Functional Foundations: 6 Workouts

Functional Foundations: 6 Workouts
Presented by Spartan Training®

This is the final week of our Spartan foundational training plan. We'll continue to wake up your primal movement patterns with everything from the Turkish get-up to the burpee box jump.

This is the final week of progression through fundamental movement patterns that we started three weeks ago:

Week 1

Week 2

Week 3

Strength  

Week 4, Day 1 Monday - March 25, 2019

Circuit 1: 3 Rounds

Circuit 2: 5 Rounds

  • 12 Single Leg Stability Bulgarian Squat
  • 6 Eccentric Pull-Ups
  • 12 Partner Glute-Ham Raise
  • 6 Eccentric Push-Ups
  • 50ft Farmer’s Carry

Conditioning

Week 4, Day 2  - Tuesday - March 26, 2019

1600m run

10 Alternating  Lateral Step Ups

1200m run

10 Alternating Lateral Step Ups

800m run

10 Alternating Lateral Step Ups

400m run

10 Alternating Lateral Step Ups

Core Finisher: 3 Rounds

10 Plank Push-Ups

10 Hollow Rocks

10 Eccentric Sit-Ups

Alright Spartans way to work Week 4/Day 2 time for some more conditioning! It’s time to test that endurance with some longer runs paired with some lateral steps-ups to really feel that burn.

Active Recovery

Week 4, Day 3 - Wednesday - March 27, 2019

5 Rounds:

  • Banded Toe Taps
  • Banded Squat Jumps
  • Banded Deadbugs
  • Banded Pull Aparts
  • Banded OH Squats

Strength

Week 4, Day 4 - Thursday - March 28, 2019

Hey everybody! The two main pieces of equipment you’ll need for today’s Spartan Fit workout will be a medicine ball and kettlebell. Our first circuit consists of:

5 MB Slams

5 MB Windmills

5 Wall Balls

Coming in hot with 6 rounds will be:

15 Goblet Squat

15 Push Press

15 Deadlifts

15 Bird Dogs

For the goblet squat, keep the kettlebell at chest level, sit those hips back and shift weight back onto your heels. When it comes time to stand back up, maintain weight in the heels and squeeze your glutes at the top.

Bird dogs with be done on the floor on all fours. From there you’ll reach out with opposite arm, opposite leg while keeping your core stable and facing the ground. The key here will be maintaining a consistent and steady breath along with a tight core.

HIIT

Week 4, Day 5 - Friday - March 29, 2019

It’s feel good friday and it’s time for some high intensity interval training. Let’s get to work!

Today we’ve got 5 rounds of:

:60 Box Jump Overs

:60 Ring Rows

:60 MB Slams

:60 Pull-Ups

:60 Jump Rope

We’re spicing up our traditional box jumps and adding a burpee after each rep.
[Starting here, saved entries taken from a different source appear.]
PR #2332, opened 2022-07-06
Pass APP_ABI to ndk-build instead of creating temporary Application.mk

link2xt:


adbenitez (approved):

adbenitez:
didn't tried it yet, will try now if you want before merging

adbenitez:
it seems to work, now it is fast in subsequent runs

PR #2337, opened 2022-07-09
set draft from mailto data in QR

adbenitez:
depends on https://github.com/deltachat/deltachat-core-rust/pull/3492

### DIFF
--- a/src/org/thoughtcrime/securesms/ConversationActivity.java
+++ b/src/org/thoughtcrime/securesms/ConversationActivity.java
@@ -33,6 +33,7 @@ import android.os.Bundle;
 import android.os.Vibrator;
 import android.provider.Browser;
 import android.text.Editable;
+import android.text.TextUtils;
 import android.text.TextWatcher;
 import android.util.Log;
 import android.util.Pair;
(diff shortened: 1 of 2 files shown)


Hocuri:
Unfortunately, this PR makes the tests `testSimpleForwarding` and `testShareFromScreenshot` fail :/

Quick history: Apparently it's hard getting this sharing stuff right, so I wrote some UI regression tests for this, which you can run as explained at https://github.com/deltachat/deltachat-android#run-ui-tests-and-benchmarks. If this doesn't work or sth. is unclear, please tell me :)

Sooooo, this probably means that this PR introduces new bugs, though I didn't dig into this further. By the way, you could also test the list at https://github.com/deltachat/interface/blob/master/user-testing/mailto-links.md if that's simpler, I guess that some of them will also fail then (and we should go through the list anyway). If you want, you can even expand the list with a test for that what you implemented in the PR here works.

src/org/thoughtcrime/securesms/ConversationActivity.java
```diff
@@ -752,20 +753,16 @@ public void onSuccess(Boolean result) {
    * @return
    */
   private ListenableFuture<Boolean> initializeDraft() {
-    if (isMailToIntent()) {
```
r10s, line 755: just removing this may be the cause of the regression.

adbenitez:
> Unfortunately, this PR makes the tests `testSimpleForwarding` and `testShareFromScreenshot` fail :/

are that tests not automatic in our CI I guess, can you try again? now I merge the existing draft and new draft text

Hocuri:
Correct, it's not in the CI; would be nice, but probably not that easy since it would require an Android VM somewhere.

Your fix works like a charm and the tests run through now :tada:, nice!

We should also do the manual testing before merging, and probably wait until after the release with merging since it's so easy to introduce regressions here.

It's possible that this partially re-introduced the bug fixed at https://github.com/deltachat/deltachat-android/pull/1770 for complicated reasons [1], but then I noticed that it's already been re-introduced before, maybe by https://github.com/deltachat/deltachat-android/pull/2246. Anyway, this needs a fix, but it seems like this PR here doesn't introduce a regression.

And then I found what created all these problems and made the workaround necessary in the first place: When sharing only a MAILTO: address, or only setting TEXT_EXTRA like you did, `isSharing()` returns `false`, so `handleSharing()` was not called.  I had been working on another fix, but i like your fix better since it also merges drafts.

[1]: See this block:

    if (doReinitializeDraft) {
      initializeDraft();
      doReinitializeDraft = false;
    }

since initializeDraft() now also gets its text from the intent, it might overwrite other text that was shared inbetween. A `resetRelayingMessageContent()` will do the trick, if that is actually a problem, I didn't test this yet.

adbenitez:
> Your fix works like a charm and the tests run through now , nice!

so this can be merged already? it was pending due an upcoming release that was released time ago and this PR got a bit dusty, ping @r10s @Hocuri

r10s:
at a glance, there is still an unsolved regression. so, i would not merge that now as we're aiming for 1.36 soon.

adbenitez:
> i did not review in detail - is there still an unsolved regression?

I am not sure, @Hocuri said the regression was already introduced by other PR:

> Anyway, this needs a fix, but it seems like this PR here doesn't introduce a regression.

it is ok to wait again for a next version, hope I don't forget about this again until again we can't merge it because the next upcoming version :/

adbenitez:
@r10s, @Hocuri said it should be fine to merge this, since it doesn't makes things worse, the issues are already there

src/org/thoughtcrime/securesms/ConversationActivity.java
Hocuri: No, that's fine, it's not the cause of the regression. I don't remember the details of the regression anymore, since it's complicated enough that everytime I don't think about it for some months, I completely forget all the details. But the regression has something to do with sometimes starting the activity using startActivity instead of startActivityForResult.

r10s:
@adbenitez then, let's merge it, @Hocuri is more in that share-forward-mailto-area than me anyway :)

adbenitez:
@r10s actually lets wait for @Hocuri to re-review, there was some unmerged changes in his machine

Hocuri (approved):
LGTM, no changes necessary to merge. :partying_face:!

> there was some unmerged changes in his machine

I went through them now, they were independent simplifications. But 1. they are unrelated to this PR and 2. I don't actually want to merge them because they might make things fail again. Maybe I should create a PR that explains some of the current peculiarities, so that it'll be easier to reduce code complexity together with bug fixes, just like the PR here is doing - good work @adbenitez to remove lines and add a feature in one PR!

> A `resetRelayingMessageContent()` will do the trick, if that is actually a problem, I didn't test this yet.

Doing this might have other implications, and the PR here doesn't introduce any new bugs (as said, it might partly introduce a bug, but as said was already introduced before, anyway), so, let's not do this for now.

The goal here is to get as many reps as possible while maintaining proper form at all times. How many reps can you get?

Burpee Box Jump Says It All

Week 4, Day 6 - Saturday - March 30, 2019

Great job Spartans, YOU MADE IT! We’re so proud of the progress you’ve made over the last 4 weeks. For our last Spartan Fit workout, we’re hitting the ground running for 25 minutes followed by 25 REPS OF THE FOLLOWING:

25 Hollow Rocks

25 Bent Over Rows

25 Single Leg Glute Bridges

25 Burpee Box Jump

For a burpee box jump, face the box. Lower into quarter-squat position start with arms behind your body. Jump up onto the box throwing arms up and away from body helping guide momentum. Jump down right into a burpee and repeat. You’ve completed a solid burpee box jump.